Wondering about comments about the newer book called "The Meat Goat Handbook" 'raising goats for Food, profit and fun' by Yvonne Zweede Tucker


----------



## RPC (Nov 6, 2009)

No I have not but I do have Raising meat goats for profit by Gail Bowman and i really like it.


----------



## Petersfamilyfarms (Jan 15, 2012)

I borrowed that one from the library, started it, and then my ADD tendencies took over


----------



## toth boer goats (Jul 20, 2008)

No... I haven't either...


----------



## HoosierShadow (Apr 20, 2010)

I'd love to find a good meat goat book for my kids especially and for me too. Most everything we've found is meat/dairy and well it's confusing when we're just dealing with meat goats. We have a Goat Resource Handbook that the 4-H leader gave us, it's really a GREAT book tries to cover both meat and dairy, but again, it can be kind of confusing since a lot of it seems to favor dairy.


----------



## 4kids (Jul 21, 2009)

I read part of it in the goat rancher - looks good


----------



## MutantAtoms (Jan 20, 2012)

Yep, I have the Meat Goat Handbook. It has a lot of info...but I actually like it for the pictures. There are more indepth "how-to" books that I like better....such as the Storey's guide to raising dairy goats and Storey's guide to raising meat goats....I think those are good references.

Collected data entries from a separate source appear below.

PR #6469, opened 2026-08-23
fix(ci): restore main checks

overtrue:
Restore the main branch validation gates after the decommission merge exposed stale formatting and dead feature paths.

The E2E lifecycle failures were a separate scanner bootstrap regression from #6444: a new store was rejected for having no authoritative usage snapshot, so the scanner could never publish its first one. Pristine stores now bootstrap only when all current, backup, and legacy snapshots remain absent under a stable publication epoch. Corrupt, mixed, and raced state still fails closed.

Validation:
- targeted scanner bootstrap, usage floor, and leadership tests
- `cargo fmt --all --check`
- `git diff --check`
- logging guardrails
- CI

### DIFF
--- a/crates/scanner/src/scanner/leadership.rs
+++ b/crates/scanner/src/scanner/leadership.rs
@@ -104,6 +104,38 @@ pub(super) async fn usage_snapshot_for_epoch_fence(
     Ok(None)
 }
 
+async fn read_usage_snapshot_for_epoch_fence(
+    storeapi: Arc<impl ScannerObjectIO>,
+) -> Result<(Option<DataUsageInfo>, DataUsageCacheRevision), ScannerError> {
+    let (primary, revision) = read_config_with_revision(storeapi.clone(), DATA_USAGE_OBJ_NAME_PATH.as_str())
+        .await
+        .map_err(|err| ScannerError::Other(format!("failed to read scanner usage epoch fence: {err}")))?;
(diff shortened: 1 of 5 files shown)


crates/scanner/src/scanner/leadership.rs
```diff
@@ -128,19 +160,10 @@ pub(super) async fn fence_scanner_usage_epoch_with_expected_epoch(
...
-                }
-                return Err(ScannerError::Other(
-                    "scanner usage epoch fence changed while confirming a missing usage baseline".to_string(),
-                ));
-            };
-            return Err(ScannerError::Other("authoritative scanner usage baseline is missing".to_string()));
+        let (usage, revision) = read_usage_snapshot_for_epoch_fence(storeapi.clone()).await?;
+        let Some(mut usage) = usage else {
+            let _publication_admission = confirm_usage_snapshot_absent_for_bootstrap(storeapi, read_epoch).await?;
+            return Ok(());
```
overtrue, line 166: Returning success with no usage object leaves no durable fence in the usage namespace. An old leader's first conditional usage PUT can already be in a detached SetDisks rename: the new leader reads Missing without the object lock and commits bloom epoch 2, then the old If-None-Match commit publishes usage epoch 1. An exact-head focused test reproduced this as `Saved`. Please persist a CAS baseline or equivalent usage fence before completing the new leadership claim.

overtrue (commented):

But, the Meat Goat Handbook has color photos on every page and has a very nice breakdown of the main meat breeds including their average span of productivity and their average ht/wt. Not the end-all-be-all as a resource...but I think it was worth my money.

Ellen


----------



## 1goatlady (Jan 31, 2012)

I will admit that I'm biased, as I worked for over a year on creating The Meat Goat Handbook! Here is what some readers have voluntarily said to me about the book:

"An enjoyable read for every goat enthusiast, whether a range goat producer, 4H kid or farm goat producer. Every time I open the book, I learn something new (even after years of successful 1,000 doe-herd management)" C.N., Wy

"Have been enjoying the book a lot, learning and laughing and reading parts to my wife. Your knowledge and enthusiasm and humor come through beautifully. Your Justa Goat page is a trip. The conversational style is pleasant and easy to read. Through it you will help many to start raising goats and/or raising better the ones they have." MB, PA

The book is available at Amazon.com, Goat Rancher magazine, and from me at www.SmokeRidge.net/meatgoathandbook.htm. Why buy it from the author? Because I would be happy to sign it to you!


----------



## Petersfamilyfarms (Jan 15, 2012)

Oooooooh! That makes it hard to resist =)


----------